Transcribe the data exactly. Leave nothing out.
SUPPLIED MATERIAL below:
PR #142466, opened 2026-09-08
refactor: remove unreachable process poll test branch

steipete:
Related: #139428

## What Problem This Solves

The finished-process output table retained an omission-note branch after all three rows had changed to expect complete unread output. Every row set the same false flag, so that branch could never run.

## Why This Change Was Made

Remove the unused row flags and unreachable branch, executing the existing six assertions directly for each of the three output lengths. Real omission and retention-cap coverage remains in the neighboring cases.

## User Impact

No production change or lost test case. This removes nine net test lines: six lines of dead code/scaffolding and three lines from the resulting callback formatting.

## Evidence

The full owning file and process-registry sibling passed all 66 tests before and after, with identical names and order. Selecting the original table's false branch produces the same complete AST as the revised file, preserving the three row names, lengths, generated output, call arguments/order and six executed assertions per row. No helpers or deadlines changed, and no runtime improvement is claimed.

Required changed-file checks and independent P2 review passed.

### DIFF
--- a/src/agents/bash-tools.process.poll-timeout.test.ts
+++ b/src/agents/bash-tools.process.poll-timeout.test.ts
@@ -681,40 +681,31 @@ test("process poll resets retryInMs when output appears and clears on completion
 });
 
 test.each([
-  { name: "below the retained tail", outputLength: 1_999, expectsOmissionNote: false },
-  { name: "at the retained tail", outputLength: 2_000, expectsOmissionNote: false },
-  { name: "above the retained tail", outputLength: 2_001, expectsOmissionNote: false },
-])(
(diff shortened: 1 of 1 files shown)


steipete:
Merged via squash.

- Prepared head SHA: [0cafadcc0a951e2e4b1f6823e41af3338ee17e40](https://github.com/openclaw/openclaw/pull/142466/commits/0cafadcc0a951e2e4b1f6823e41af3338ee17e40)
- Landed commit: [e5f860243b9ea3d1583112f9788272ae2d34725a](https://github.com/openclaw/openclaw/commit/e5f860243b9ea3d1583112f9788272ae2d34725a)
End of SUPPLIED MATERIAL.
*RESULT OF THIS TASK:*
PR #142466, opened 2026-09-08
refactor: remove unreachable process poll test branch

steipete:
Related: #139428

## What Problem This Solves

The finished-process output table retained an omission-note branch after all three rows had changed to expect complete unread output. Every row set the same false flag, so that branch could never run.

## Why This Change Was Made

Remove the unused row flags and unreachable branch, executing the existing six assertions directly for each of the three output lengths. Real omission and retention-cap coverage remains in the neighboring cases.

## User Impact

No production change or lost test case. This removes nine net test lines: six lines of dead code/scaffolding and three lines from the resulting callback formatting.

## Evidence

The full owning file and process-registry sibling passed all 66 tests before and after, with identical names and order. Selecting the original table's false branch produces the same complete AST as the revised file, preserving the three row names, lengths, generated output, call arguments/order and six executed assertions per row. No helpers or deadlines changed, and no runtime improvement is claimed.

Required changed-file checks and independent P2 review passed.

### DIFF
--- a/src/agents/bash-tools.process.poll-timeout.test.ts
+++ b/src/agents/bash-tools.process.poll-timeout.test.ts
@@ -681,40 +681,31 @@ test("process poll resets retryInMs when output appears and clears on completion
 });
 
 test.each([
-  { name: "below the retained tail", outputLength: 1_999, expectsOmissionNote: false },
-  { name: "at the retained tail", outputLength: 2_000, expectsOmissionNote: false },
-  { name: "above the retained tail", outputLength: 2_001, expectsOmissionNote: false },
-])(
(diff shortened: 1 of 1 files shown)


steipete:
Merged via squash.

- Prepared head SHA: [0cafadcc0a951e2e4b1f6823e41af3338ee17e40](https://github.com/openclaw/openclaw/pull/142466/commits/0cafadcc0a951e2e4b1f6823e41af3338ee17e40)
- Landed commit: [e5f860243b9ea3d1583112f9788272ae2d34725a](https://github.com/openclaw/openclaw/commit/e5f860243b9ea3d1583112f9788272ae2d34725a)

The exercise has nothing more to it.